The Toyota LandCruiser 70 Series, Ram 1500, and Ford Transit are on the chopping block. Or at least they will be. They currently sit outside Australia’s New Vehicle Efficiency Standard (NVES ), enjoying a quiet life of exemption. That peace ends soon.

Right now, the law ignores any vehicle with a gross vehicle mass (GVM ) over 3.5 tonnes. Simple math. Heavy stuff gets a pass. But Canberra is closing that door.

A proposal wants to pull those big beasts into the fold. Specifically, trucks weighing between 3.5 tonnes and 3.855 tonnes. Comments on this change close on July 20, 20. The window is open, but the intent is clear.
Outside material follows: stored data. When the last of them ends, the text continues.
PR #2839, opened 2025-11-16
Speed up itag stripping2

nsantacruz:
## Description
Significantly speeds up itag stripping by moving from BeautifulSoup to an iterative process. This has a side benefit that it avoids issues where bs4 normalizes tags thereby making it hard to match text from before the itags were stripped.

## Code Changes
This pull request refactors the logic for normalizing and removing footnotes and related HTML tags across the codebase, replacing the previous `ITagNormalizer` implementation with a new, more robust `FootnoteNormalizer`. It updates the normalization pipeline, test cases, and the handling of footnotes in text processing and search. The changes improve accuracy and maintainability by using regular expressions for footnote detection and simplifying the removal of nested and variant footnote markers.

**Footnote and tag normalization improvements:**

* Replaced the old `ITagNormalizer` class with a new `FootnoteNormalizer` that uses regular expressions to identify and remove footnotes, handling nested footnotes and variants more accurately. (`sefaria/helper/normalization.py`, [sefaria/helper/normalization.pyL152-L218](diffhunk://#diff-b7ca68aa09633ed3137198aaea72e7cd4453c795e2ac98c936842133266d2786L152-L218))
* Updated the `NormalizerFactory` to use `FootnoteNormalizer` for footnotes and added normalization for other itag types and footnote marker variants. (`sefaria/helper/normalization.py`, [sefaria/helper/normalization.pyL369-R345](diffhunk://#diff-b7ca68aa09633ed3137198aaea72e7cd4453c795e2ac98c936842133266d2786L369-R345))

**Testing enhancements:**

* Refactored and expanded test cases to cover various footnote marker formats, nested footnotes, and the new normalization logic, ensuring correctness of the new approach. (`sefaria/helper/tests/normalization_tests.py`, [[1]](diffhunk://#diff-a09094ea08fbae28b1d138f5ed6ecc05fe424d74e011fca49fba5002837e62bbR5-R36) [[2]](diffhunk://#diff-a09094ea08fbae28b1d138f5ed6ecc05fe424d74e011fca49fba5002837e62bbL113-R135)
* Updated chunk test data to use new footnote marker formats and added cases for obscure and other itag types. (`sefaria/model/tests/chunk_test.py`, [[1]](diffhunk://#diff-c96ebee6b8010235b1d4b9ff122fe86a78e7af4706a6039e75910c8d5d0dd956L502-R507) [[2]](diffhunk://#diff-c96ebee6b8010235b1d4b9ff122fe86a78e7af4706a6039e75910c8d5d0dd956L475)

**Integration with text processing and search:**

* Refactored footnote extraction and tag stripping in `AbstractTextRecord` to use the new normalization logic, removing legacy BeautifulSoup-based code. (`sefaria/model/text.py`, [[1]](diffhunk://#diff-f40f2f9df8b67d126ae6fc7a1df82f68b3f50722d5f9fcc2273f86d4e37fddc4L1218-R1225) [[2]](diffhunk://#diff-f40f2f9df8b67d126ae6fc7a1df82f68b3f50722d5f9fcc2273f86d4e37fddc4L1248-R1240) [[3]](diffhunk://#diff-f40f2f9df8b67d126ae6fc7a1df82f68b3f50722d5f9fcc2273f86d4e37fddc4R35)
* Updated the search module to use the new footnote extraction method and improved how footnote content is appended to the main text. (`sefaria/search.py`, [sefaria/search.pyL596-R604](diffhunk://#diff-50caef9b129793c3a598628b4d78ab2a4aec68581c6eef5f5c26dcbeb0983e16L596-R604))

### DIFF
--- a/sefaria/helper/normalization.py
+++ b/sefaria/helper/normalization.py
@@ -169,16 +169,23 @@ class FootnoteNormalizer(AbstractNormalizer):
             i = i_open_end
             while depth > 0:
                 next_open = s.find('<i', i)
-                next_close = s.find('</i>', i)
-                if next_close == -1:
-                    # malformed HTML, bail out
+                next_close = s.find('</i', i)
+                
+                # determine where the </i> tag ends in case it's slightly malformed
+                next_close_end = -1
+                if s[next_close+3] == '>':
+                    next_close_end = next_close + 4
+                elif s[next_close+4] == '>':
+                    next_close_end = next_close + 5
+                if next_close == -1 or next_close_end == -1:
+                    # no </i> to match <i>, bail out
                     break
-                if next_open != -1 and next_open < next_close:
+                if next_open != -1 and next_open < next_close and s[next_open+2] in (' ', '>'):
                     depth += 1
                     i = next_open + 2
                 else:
                     depth -= 1
-                    i = next_close + 4
+                    i = next_close_end
             end_pos = i
             is_subset = False
             for (start, end), _ in matches:


sefaria/helper/normalization.py
```diff
@@ -149,73 +149,47 @@ def norm_to_unnorm_indices_with_mapping(normalized_indices, removal_map, subst_e
...
+            i = i_open_end
+            while depth > 0:
+                next_open = s.find('<i', i)
+                next_close = s.find('</i>', i)
+                if next_close == -1:
+                    # malformed HTML, bail out
+                    break
+                if next_open != -1 and next_open < next_close:
+                    depth += 1
+                    i = next_open + 2
```
akiva10b, line 185: `next_open + 2` and `next_open + 4` rely heavily on the HTML being correct, so the scenario of malformed itag like `</ i>` would fail in this scenario, but would be caught by bs which is being replaced.
I am not sure exactly what to recommend. So I will leave it to you:
1. You can run another find for the last ">" to bullet proof the code. (you can add a if checking that next_open + 4 = ">" and only run it when it isn't. You can also skip the find and run a if on place +4 and +5 which are the only legitimate ones)
2. you can ignore but leave a comment regarding the scenario

nsantacruz: I tried using regex to detect the start and end but the time went from 6ms per run to 44ms. So I took your suggestion which leads to code that's a bit harder to read but certainly more bullet proof! The speed difference from the original code is negligible as you'd expect.

PR #2851, opened 2025-11-20
fix-context-terms-from-full-node-path

nsantacruz:
## Description
When pulling term context from a context ref, we only considered the match_templates at the book level. We should add all terms from match_templates at any level.

E.g. if context ref is Arukh HaShulchan, Orach Chayim 23 and my citation is "Shulchan Arukh Seif 3", pull "Orach Chayim" as a term context even though it's lower in the node tree.

### DIFF
--- a/sefaria/model/linker/ref_resolver.py
+++ b/sefaria/model/linker/ref_resolver.py
@@ -591,7 +591,7 @@ class RefResolver:
             if len(match_templates) != 0:
                 # not clear which match_template to choose. shortest has advantage of adding minimum context to search
                 shortest_template = min(match_templates, key=lambda x: len(list(x.terms)))
-                term_contexts.extend([TermContext(term) for term in longest_template.terms])
+                term_contexts.extend([TermContext(term) for term in shortest_template.terms])
             if node.parent is None:
                 break
             node = node.parent


sefaria/model/linker/ref_resolver.py
```diff
@@ -584,11 +584,22 @@ def _get_all_term_contexts(node: schema.SchemaNode, include_root=False) -> List[
...
+            match_templates = list(node.get_match_templates())
+            if len(match_templates) != 0:
+                # not clear which match_template to choose. shortest has advantage of adding minimum context to search
+                longest_template = min(match_templates, key=lambda x: len(list(x.terms)))
+                term_contexts.extend([TermContext(term) for term in longest_template.terms])
+            if node.parent is None:
+                break
+            node = node.parent
+            recursion_depth += 1
+            if recursion_depth > 10:
```
yonadavGit, line 599: why fear an infinite loop?

sefaria/model/linker/ref_resolver.py
```diff
@@ -584,11 +584,22 @@ def _get_all_term_contexts(node: schema.SchemaNode, include_root=False) -> List[
...
-        # not clear which match_template to choose. shortest has advantage of adding minimum context to search
-        longest_template = min(match_templates, key=lambda x: len(list(x.terms)))
-        return [TermContext(term) for term in longest_template.terms]
+        term_contexts = []
+        recursion_depth = 0
+        while True:
+            match_templates = list(node.get_match_templates())
+            if len(match_templates) != 0:
+                # not clear which match_template to choose. shortest has advantage of adding minimum context to search
+                longest_template = min(match_templates, key=lambda x: len(list(x.terms)))
```
yonadavGit: is it longest or shortest?
what's the reason for picking only shortest (or only longest)?

nsantacruz:
```suggestion
                shortest_template = min(match_templates, key=lambda x: len(list(x.terms)))
```

sefaria/model/linker/ref_resolver.py
```diff
@@ -584,11 +584,22 @@ def _get_all_term_contexts(node: schema.SchemaNode, include_root=False) -> List[
...
+                term_contexts.extend([TermContext(term) for term in longest_template.terms])
```
nsantacruz:
```suggestion
                term_contexts.extend([TermContext(term) for term in shortest_template.terms])
```

PR #2853, opened 2025-11-23
feat: capture object memory snapshot

akiva10b:
This pull request adds a new admin endpoint to provide a summary of memory usage using the `pympler` library. This feature is intended to help staff members monitor memory consumption by object type in the application.

New admin memory summary endpoint:

* Added a new URL pattern `/admin/memory/summary` in `sefaria/urls.py` to route requests to the new memory summary view.
* Implemented the `memory_summary` view in `sefaria/views.py`, which returns a JSON summary of memory usage by object type. The endpoint supports an optional `limit` query parameter and handles errors such as missing dependencies or invalid parameters.

### DIFF
--- a/sefaria/views.py
+++ b/sefaria/views.py
@@ -870,6 +870,31 @@ def cache_dump(request):
 
 
 @staff_member_required
+def memory_summary(request):
+    try:
+        from pympler import muppy, summary
+    except ImportError:
+        return jsonResponse({"error": "pympler is not installed in this environment"}, status=500)
+
+    limit_param = request.GET.get("limit")
+    try:
+        limit = int(limit_param) if limit_param is not None else None
+    except ValueError:
+        return jsonResponse({"error": "limit must be an integer"}, status=400)
+
+    all_objects = muppy.get_objects()
+    summarized = summary.summarize(all_objects)
+    if limit is not None:
+        summarized = summarized[: limit]
+
+    data = [
+        {"type": type_name, "count": int(count), "size": int(size)}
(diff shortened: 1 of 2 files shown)


sefaria/views.py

The Ram 1500 is in trouble. It sits right at 3505kg. So does the Toyota Tundra, ticking over at 3536. They slip just under the current radar but fit squarely into the new net. The Ford F-1550? It doesn’t care. It’s already counted. Same goes for the Chevrolet Silverado. They are under 3.360kg. Already compliant. Already measured.

CarExpert called several brands. Silence from all.

Here is why this matters.

Carbon dioxide limits aren’t just suggestions. They are hard caps that get stricter every year until 2029. Miss the target and you pay. The price starts at $50 for every gram over the limit. Sounds cheap until you multiply that by millions. The first report out in February 2026 hit 19 brands. Ouch.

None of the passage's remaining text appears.